Mérida is a great location if you can take the heat. There are tons of free and cheap cultural events and mellow locals. I'm moving to Merida in 2 months, after checking it out for several months in the summer and winter. Some random recommendations:


Visit the more "normal" neighborhoods in addition to the centro histórico. While many people like the colonial homes, there's a lot more to Mérida than that. 
Look at local sources to get a sense of real rents and house prices, like the Diario de Yucatán. Don't look just at sites created by or aimed at expats, where the prices can be inflated. Example: I'm renting a 3-bedroom, 2.5 bath home with a small pool from a local in a quiet, "exclusive" neighborhood for the same price that an expat landlord wanted to charge me for a one-bedroom home with dubious plumbing on a noisy centro street.
Stop by the Merida English Language Library on Monday nights at 7 to meet locals as well as other expats (it's Spanish-English conversation night).


----------



## ronb172 (Mar 16, 2011)

I appreciate that Gupi.

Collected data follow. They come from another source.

PR #2344, opened 2025-09-17
Remove the default manual update submit button

joshk:
It's essentially duplicated for some unknown reason

### DIFF
--- a/lib/nerves_hub_web/components/device_page/details_tab.ex
+++ b/lib/nerves_hub_web/components/device_page/details_tab.ex
@@ -367,7 +367,7 @@ defmodule NervesHubWeb.Components.DevicePage.DetailsTab do
           </div>
 
           <div :if={Enum.any?(@firmwares)} class="flex p-4 gap-4 items-center border-t border-zinc-700">
-            <form id="push-update-form" phx-change="select-firmware-version" phx-submit="push-update" class="flex gap-2 items-center w-full">
+            <form phx-change="select-firmware-version" class="flex gap-2 items-center w-full">
               <div class="grow grid grid-cols-1">
                 <label for="firmware" class="hidden">Firmware</label>
                 <select
@@ -393,7 +393,6 @@ defmodule NervesHubWeb.Components.DevicePage.DetailsTab do
                 Send delta update
               </.button>
               <.button
-                :if={@delta_available?}
                 type="button"
                 disabled={disconnected?(@device_connection)}
                 aria-label="Send firmware update"
@@ -402,15 +401,6 @@ defmodule NervesHubWeb.Components.DevicePage.DetailsTab do
                 phx-click="push-update"
               >
                 Send full update
-              </.button>
-              <.button
-                :if={not @delta_available?}
-                type="submit"
-                disabled={disconnected?(@device_connection)}
-                aria-label="Send firmware update"
-                data-confirm="Are you sure you want to send this firmware to the device?"
-              >
-                Send update
               </.button>
             </form>
           </div>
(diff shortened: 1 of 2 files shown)


lib/nerves_hub_web/components/device_page/details_tab.ex
```diff
@@ -367,7 +367,7 @@ defmodule NervesHubWeb.Components.DevicePage.DetailsTab do
           </div>
 
           <div :if={Enum.any?(@firmwares)} class="flex p-4 gap-4 items-center border-t border-zinc-700">
-            <form id="push-update-form" phx-change="select-firmware-version" phx-submit="push-update" class="flex gap-2 items-center w-full">
+            <form phx-change="select-firmware-version" class="flex gap-2 items-center w-full">
```
lawik: I believe the ID prevented the form from being unusuable during updates when a lot of progress report messages made the UI redraw. LiveView/morphdom is smarter about not updating elements with IDs unnecessarily.

lib/nerves_hub_web/components/device_page/details_tab.ex
```diff
@@ -404,15 +403,6 @@ defmodule NervesHubWeb.Components.DevicePage.DetailsTab do
               >
                 Send full update
               </.button>
-              <.button
```
lawik, line 407: There were two buttons as a fallback in case a device has trouble with delta updates for whatever reason. Or for test purposes.

So if there is a delta available we'd show two buttons, one for delta and one for full update.

It also allows testing and comparing the speed of updates between delta and full.

lawik (changes requested):
I don't think this was an unnecessary button. Happy to discuss if we want to change how this is presented. Maybe with a dropdown for the Full update as that'd be less common when a delta is available.

Also the title of the PR confused me a bit. After reading it I understand it wasn't the word "update" as a generic term. I thought this would be a settings form or something which didn't need a manual "Save" button. But it was literally about firmware updates :D

lib/nerves_hub_web/components/device_page/details_tab.ex
joshk: hmmmm, thats interesting, I'll have to test that out and see whats going on as this sounds like a slight more complex thing going on, like extra data being reloaded.

I'll add the id back for now.

An issue I did address is on line 379 where we weren't telling LV what firmware version had previously been selected. Thus, if any new firmware versions came through, this was being overwritten.

lib/nerves_hub_web/components/device_page/details_tab.ex
joshk: We still have that, because the extra button, which was doing a standard form submit, was using the same `handle_info` as the one that I've kept, which is using `push-update` via `phx-click`.

The delta button is shown if the firmware supports it, but the full update option is always shown.

joshk:
> I don't think this was an unnecessary button. Happy to discuss if we want to change how this is presented. Maybe with a dropdown for the Full update as that'd be less common when a delta is available.
> 
> Also the title of the PR confused me a bit. After reading it I understand it wasn't the word "update" as a generic term. I thought this would be a settings form or something which didn't need a manual "Save" button. But it was literally about firmware updates :D

I was likely too brief in my PR description.

There were two buttons that both did the same thing, a full update. This PR removed one of them, opting to keep the `phx-click` version and removing the `phx-submit` on the form.

Everything works as expected, but now we have just two buttons.

lawik:
Ah, then I misread the diff :)

lawik (approved):

PR #2345, opened 2025-09-17
Enable delta updates for new deployments

joshk:


lib/nerves_hub/firmwares.ex
```diff
@@ -144,6 +144,10 @@ defmodule NervesHub.Firmwares do
   @spec get_firmware(Org.t(), integer()) ::
           {:ok, Firmware.t()}
           | {:error, :not_found}
+  def get_firmware(_, nil) do
+    {:error, :not_found}
+  end
```
nshoes, line 149: Why is this needed? Can we handle this case at the caller instead of here?

joshk: During my testing I discovered an error we have have in the 'create deployment' workflow for a while. If you click 'save' but you haven't selected a firmware, an Ecto query builder error is thrown because you can't use `where([f], f.id == ^id)` when `id` is `nil`.

This felt like a reasonable fix for the error as `:not_found` felt within the bounds of the firmware id being `nil`.

PR #2347, opened 2025-09-18
Add `Connected` and `Last Seen` to the Devices General Info box

joshk:
When the device is disconnected:

Screenshot 2025-09-18 at 4 20 59 PM

And when it is connected:

Screenshot 2025-09-18 at 4 22 14 PM


lawik (approved):
Nice!

PR #2349, opened 2025-09-18
Switch from `phx-change` to `phx-click`

joshk:
This should help stop LV thinking the checkbox has changed and firing an event.


lawik (approved):
Wild..

PR #2354, opened 2025-09-19
Org settings: Firmware proxy URL

joshk:
This is a customer request that I felt had merit.

A NervesCloud customer requires custom firmware download URLs due to some of the complexities associated with whitelisting URLs with their customers.

This PR addresses this feature request by adding a `settings` field (and embedded schema) to the `Org` schema, adding a `firmware_proxy_url` field, and using this URL when creating the update payloads we send to devices.


lawik (approved):
Looks good. I was a bit tripped up by some code shifting over into DeviceEvents for a second but it makes sense :)

PR #2363, opened 2025-09-25
Use `System.monotonic_time/1` for quick interval calculations

joshk:
Just a small change from `DateTime.utc_now` as we don't need 100% accurate dates and times.


joshk:
> Do we have any tests for this?

for heartbeats? yes

not for the use of `monotonic_time/1` as that is an implementation detail

fhunleth (approved):
I really like this. Even though I know this runs on a server with a really well managed clock, I'm such of fan of the simplicity of monotonic time.

PR #2368, opened 2025-09-28
Encapsulate logic related to resetting update attempts into a changeset function

joshk:
Just a tiny little change which caught my eye


nshoes (approved):
Get that Ecto out of my contexts!! 🥇

PR #2374, opened 2025-10-06
Switch all Product nested UIs to the updated design

joshk:
This PR removes the 'New UI' switch, making the new UI available, and default, to all users.

This temporarily removes the Pinned devices UI on the Orgs list page. 

I'd recommend adding that back in another PR which also implements the new design for the Org pages.


mix.exs
nshoes, line 1: I ran into a similar issue recently and solved it by [enabling the code reloader only in dev](https://github.com/nerves-hub/nerves_hub_web/pull/2262/files#diff-dfa6f4ed74c90e5d4fda283d547d366586e690387289bcfd473e3fa5f9ace308R196). Would you mind if we approached it that way instead of checking env vars?

nshoes (approved):
Tested locally, LGTM!

mix.exs
joshk: ahhhhh, much smarter! yes, that sounds better!

PR #2377, opened 2025-10-10
Fix registration problems where people's names are called invalid

lawik:
It is now used as a display name.


joshk:
Is this format validation too restrictive on the characters?

joshk:
Totally clicks, thanks for the confirmation!

joshk (approved):

nshoes:
@lawik Ha! Thanks for the explanation :)

PR #2500, opened 2026-03-01
Reuse the tmp firmware file created by LiveView.Upload

joshk:
This is a small optimization which slightly reduces file system operations.


joshk:
> LGTM!
> 
> Could we get some documentation around the two GenServer calls? Do we have any tests covering this codepath?

Added some code comments to explain this a bit more. 

I don't think specific tests are needed as `Plug.Upload` is well tested.

Also, I just realized that I combined two PRs into one by accident, one for the upload file reuse, and one for a better error message. Oops.

PR #2501, opened 2026-03-02
Update pacakage.lock from recent asset changes

nshoes:


nshoes:
@joshk nope! This is it.

PR #2502, opened 2026-03-02
Use more tmp dirs in tests, and use Breifly for delta generation

joshk:
Briefly allows for temp directory generation and cleanup. This is a better approach than how we were using Plug.Upload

I have contacted Yucatan Premier and will meet with them. I have also contacted a lawyer in town there, dont' have their info in front of me, to see about how much it would cost to guide me through all the paperwork. I think I have a good idea how to do it all, but I want to be sure. Thanks again. Looking forward to the heat. They say it may snow here today.


----------



## RVGRINGO (May 16, 2007)

Posts moved from Chapala thread.


----------